Goal of the exercise:
If a line contains the word "should", include it in the count; state how many such lines the listing has and nothing else.

▽

PR #585, opened 2016-02-16
Account for variable change in 2.4.1

blattms:
Due to the upcomming release the name changes (`j`->`j_`, `nnz`->`nnz_`) already appear
in 2.4.1. This commit now checks for 2.4.1 and newer instead of 3.0 and newer.

PR #433, opened 2015-08-17
optimizing the formInterleavedSystem().

GitPaean:
It avoids the using of `formEllipticSystem()` and `vercatCollapseJacs()`, which take a significant amount of computing time during the non-linear solutions.

The performance tests are conducted with the single option `use_interleaved=true` and all the other options defaulted. 

Testing with SPE9 indicates more than 10% performance enhancement. Testing with Norne only shows about 7% performance enhancement. It should also be a little more than 10% according to the profiling analysis. (My computer is showing some performance instability, which I am looking for causes. Different running with same parameters can show different performance (can be more than 10% different).)

To run through with Norne with `use_interleaved=true`, PR OPM/opm-core#851 is required. 

This PR is done with @atgeirr together.

PR #289, opened 2015-01-29
Include derivatives of vappars

totto82:
The derivatives of the vappars are included in the Jacobian.
To avoid inf derivatives for vap<1, the oil saturation is restricted
from below by sqrt(epsilon).

With this PR, Norne run smoothly past the troublesome parts from 484 days.

PR #2277, opened 2020-01-13
Avoid using deck setting up Schedule on non-root processes

akva2:
Downstream of https://github.com/OPM/opm-common/pull/1407

See description in upstream PR. While the two last commits, marked with [TEMP] should not really make a difference, they do. With the commits, all tests pass, if you drop the two temp commits, the SPE9_CP_GROUP test fails. I cannot figure out why. Please help.

### DIFF
--- a/opm/simulators/utils/ParallelRestart.cpp
+++ b/opm/simulators/utils/ParallelRestart.cpp
@@ -449,7 +449,6 @@ HANDLE_AS_POD(DENSITYRecord)
 HANDLE_AS_POD(Eqldims)
 HANDLE_AS_POD(GuideRateConfig::GroupTarget);
 HANDLE_AS_POD(GuideRateConfig::WellTarget);
-HANDLE_AS_POD(JFunc)
 HANDLE_AS_POD(MLimits)
 HANDLE_AS_POD(PVTWRecord)
 HANDLE_AS_POD(PVCDORecord)
@@ -1913,6 +1912,17 @@ std::size_t packSize(const EclHysterConfig& data,
     return packSize(data.active(), comm) +
            packSize(data.pcHysteresisModel(), comm) +
            packSize(data.krHysteresisModel(), comm);
+}
+
+std::size_t packSize(const JFunc& data,
+                     Dune::MPIHelper::MPICommunicator comm)
+{
+    return packSize(data.flag(), comm) +
+           packSize(data.owSurfaceTension(), comm) +
+           packSize(data.goSurfaceTension(), comm) +
+           packSize(data.alphaFactor(), comm) +
+           packSize(data.betaFactor(), comm) +
+           packSize(data.direction(), comm);
 }
 
 ////// pack routines
@@ -3721,6 +3731,18 @@ void pack(const EclHysterConfig& data,
     pack(data.active(), buffer, position, comm);
     pack(data.pcHysteresisModel(), buffer, position, comm);
     pack(data.krHysteresisModel(), buffer, position, comm);
+}
+
+void pack(const JFunc& data,
+          std::vector<char>& buffer, int& position,
+          Dune::MPIHelper::MPICommunicator comm)
+{
+    pack(data.flag(), buffer, position, comm);
+    pack(data.owSurfaceTension(), buffer, position, comm);
+    pack(data.goSurfaceTension(), buffer, position, comm);
+    pack(data.alphaFactor(), buffer, position, comm);
+    pack(data.betaFactor(), buffer, position, comm);
+    pack(data.direction(), buffer, position, comm);
 }
 
 /// unpack routines
@@ -6321,6 +6343,25 @@ void unpack(EclHysterConfig& data,
     unpack(pcHysteresisModel, buffer, position, comm);
     unpack(krHysteresisModel, buffer, position, comm);
     data = EclHysterConfig(active, pcHysteresisModel, krHysteresisModel);
+}
+
+void unpack(JFunc& data,
+            std::vector<char>& buffer, int& position,
+            Dune::MPIHelper::MPICommunicator comm)
+{
+    JFunc::Flag flag;
+    double owSurfaceTension, goSurfaceTension;
+    double alphaFactor, betaFactor;
+    JFunc::Direction dir;
+
+    unpack(flag, buffer, position, comm);
+    unpack(owSurfaceTension, buffer, position, comm);
+    unpack(goSurfaceTension, buffer, position, comm);
+    unpack(alphaFactor, buffer, position, comm);
+    unpack(betaFactor, buffer, position, comm);
+    unpack(dir, buffer, position, comm);
+    data = JFunc(flag, owSurfaceTension, goSurfaceTension,
+                  alphaFactor, betaFactor, dir);
 }
 
 #define INSTANTIATE_PACK_VECTOR(T) \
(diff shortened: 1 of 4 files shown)


opm/simulators/utils/ParallelRestart.cpp
```diff
@@ -102,6 +102,156 @@
...
+    std::set<Type> unique;
+    for (const auto& w : state.data()) {
+        if (w) {
+            unique.insert(w);
+        }
+    }
+    std::vector<int> idxVec;
+    idxVec.reserve(state.data().size()+1);
+    for (const auto& w : state.data()) {
+        int distance = std::distance(unique.begin(), unique.find(w));
```
blattms: This looks a bit fishy. For `OrderedMap` `T` will be  a `shared_ptr`. If state, for whatever reason, stores a `shared_ptr` which is null, then unique will not have entry for it, hence `distance` will be `unique.size()`.

I guess on the receiving side in `reconstructDynMap` will convert whatever is stored at unique[unique.size()] to a pointer.
In most cases this will not be a `nullptr`

Note that changing the order of packing and unpacking, might have influence in this case. Hopefully, this is the bug your are searching for. HTH

akva2: while indeed this could be an issue, it's not The issue and does not trigger in this case. I repeat it works if i deserialize directly into the variables; the order thing is just so i can do it *after* instancing the Schedule object using the = operator. but nice catch.

joakim-hove:
I'll try to flex my gdb+opm-commen muscles and see if I get some divine inspiration.

akva2:
we all know who's been messing around there, and it ain't me.

akva2:
also i just rebased on master and all is green at my end so i'm fairly certain you screwed up somehow.

finally it's not like i haven't gdb'd this from all angles. neither gdb nor valgrind complains and upon gdb inspection of the variables nothing stands out as broken. example gdb script;

```
set width 80
set height unlimited
set logging overwrite on

# Deserialized GroupMap
break ParallelRestart.cpp:6016
commands
set logging file groups_first.log
set logging on
p groups
end

# Serialized GroupMap
break ParallelRestart.cpp:3530
commands
p data.getGroups()
cont
end

# Serialized Group
break ParallelRestart.cpp:3153
commands
set logging file groups_first.log
set logging on
p data
cont
end

# Deserialized Group
break ParallelRestart.cpp:5436
commands
set logging file groups_second.log
set logging on
p data
cont
end

run SPE9_CP_GROUP
```
line numbers are likely in need of updating. 

execute using
```
mpirun -np 2 konsole -e gdb -command above-text-file /path/to/flow
```

you can then diff groups_first.log and groups_second.log

joakim-hove:
> also i just rebased on master and all is green at my end so i'm fairly certain you screwed up somehow.

I agree that is still a probable explanation; but this time around I have really tried carefully to not f... up. I have cloned new repositories, fetched your branches from opm-common and opm-simulators and then built everything in mode "RelWithDebugInfo" and with MPI on. I still get the same crashes.

I am on Debian10 with gcc: 8.3.0

```txt
opm-common: 657a87525
opm-material: 3d2a2fe
opm-grid: 3d7d0618
opm-models: 62499896d
opm-simulators: 583633a8
```

blattms:
I did not see crashes last night with:

--- calling git for opm-common ---
657a87525 (HEAD -> noecl_flush_schedule, akva2/noecl_flush_schedule) [TEMP] add mutable accessors to wells and groups members in schedule
--- opm-common done ---
--- calling git for opm-material ---
c67d84b (HEAD -> master, upstream/master, upstream/HEAD) Merge pull request #381 from totto82/trinemykk-smartwater
--- opm-material done ---
--- calling git for opm-grid ---
260a49e (HEAD -> master, upstream/master) Merge pull request #433 from blattms/construct-cpgrid-from-eclgrid-pointer
--- opm-grid done ---
--- calling git for opm-models ---
62499896d (HEAD -> master, upstream/master, upstream/HEAD) Merge pull request #585 from totto82/trinemykk-smartwater
--- opm-models done ---
--- calling git for opm-simulators ---
2b43c414f (HEAD -> noecl_flush_schedule, akva/noecl_flush_schedule) [TEMP] unpack using mutable accessors
--- opm-simulators done ---

blattms:
Updated, but still no crash when running SPE9_CP_GROUP, I am on Debian 10.2 with same compiler.
Versions are now

module opm-common: 
657a87525 (HEAD -> noecl_flush_schedule, akva2/noecl_flush_schedule) [TEMP] add mutable accessors to wells and groups members in schedule
module opm-grid: 
260a49e (HEAD -> master, upstream/master) Merge pull request #433 from blattms/construct-cpgrid-from-eclgrid-pointer
module opm-material: 
c67d84b (HEAD -> master, upstream/master, upstream/HEAD) Merge pull request #381 from totto82/trinemykk-smartwater
module opm-simulators: 
583633a87 (HEAD -> noecl_flush_schedule, akva/noecl_flush_schedule) [TEMP] unpack using mutable accessors
module opm-models: 
62499896d (HEAD -> master, upstream/master, upstream/HEAD) Merge pull request #585 from totto82/trinemykk-smartwater
module opm-upscaling: 
4e09ef6 (HEAD -> master, upstream/master, upstream/HEAD) Merge pull request #289 from blattms/construct-cpgrid-from-eclgrid-pointer

blattms:
@joakim-hove You do not seem to use master for opm-material.

blattms:
... and I do not use master of opm-grid.

blattms:
... opm-material and this one breaks it and I see the crash. It must be OPM/opm-material#380

blattms:
I can verify the crash on my machine now even in a serial run. There is no crash if I use master of opm-common and opm-simulators.

gdb says:
```
   at /home/mblatt/src/dune/opm/opm-material/opm/material/fluidmatrixinteractions/EclMaterialLawManager.hpp:130
130	        if (eclState.fieldProps().has<int>("SATNUM")) {
(gdb) p eclState.fieldProps()
$3 = (const Opm::FieldPropsManager &) @0x55555a93d7d8: {
  fp = std::shared_ptr<Opm::FieldProps> (empty) = {get() = 0x0}}
```

blattms:
It seems like the noecl_flush_schedule branch of opm-common is not rebased onto master.

blattms:
Indeed. Crash is gone after a local rebase of the branches in opm-common and opm-simulators.

blattms:
This is the right PR:

Not sure whether it is this PR or a previous one(maybe be me). But using the mpiwrappers from OpenMPI and 2 processes `LD_PRELOAD=/usr/lib/x86_64-linux-gnu/valgrind/libmpiwrap-amd64-linux.so mpirun -np 2 valgrind ../../opm-simulators/opm-parallel-debug/bin/flow SPE9_CP_GROUP`,  with the stuff marked with `[TEMP]` reverted, shows some potential problems. See
[valgrind.log](https://github.com/OPM/opm-simulators/files/4070811/valgrind.log).

These [wrappers](https://www.valgrind.org/docs/manual/mc-manual.html#mc-manual.mpiwrap) are quite handy. (bummer, that I always forget how to activate them)

HTH

akva2:
i adressed the errors. now i only get errors in the grid setup (false positives?) and first timestep related to residual reduction in the ebos solver.

mystery deepens more though; i can run through valgrind (with mpi wrappers) and test passes. 
if i run a pure release binary, it stalls at report step 10. if i run a release binary with debug symbols, it cuts timestep to pieces at report step 10, then exits. if a run a debug binary, it smashes the stack on startup. hurrah \o/

akva2:
sigh. it's official. i hate myself. 'let's use a set of shared ptrs where we need stable indices'. FFS.

bska:
Merging now.  Thanks a lot.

△

The answer:
2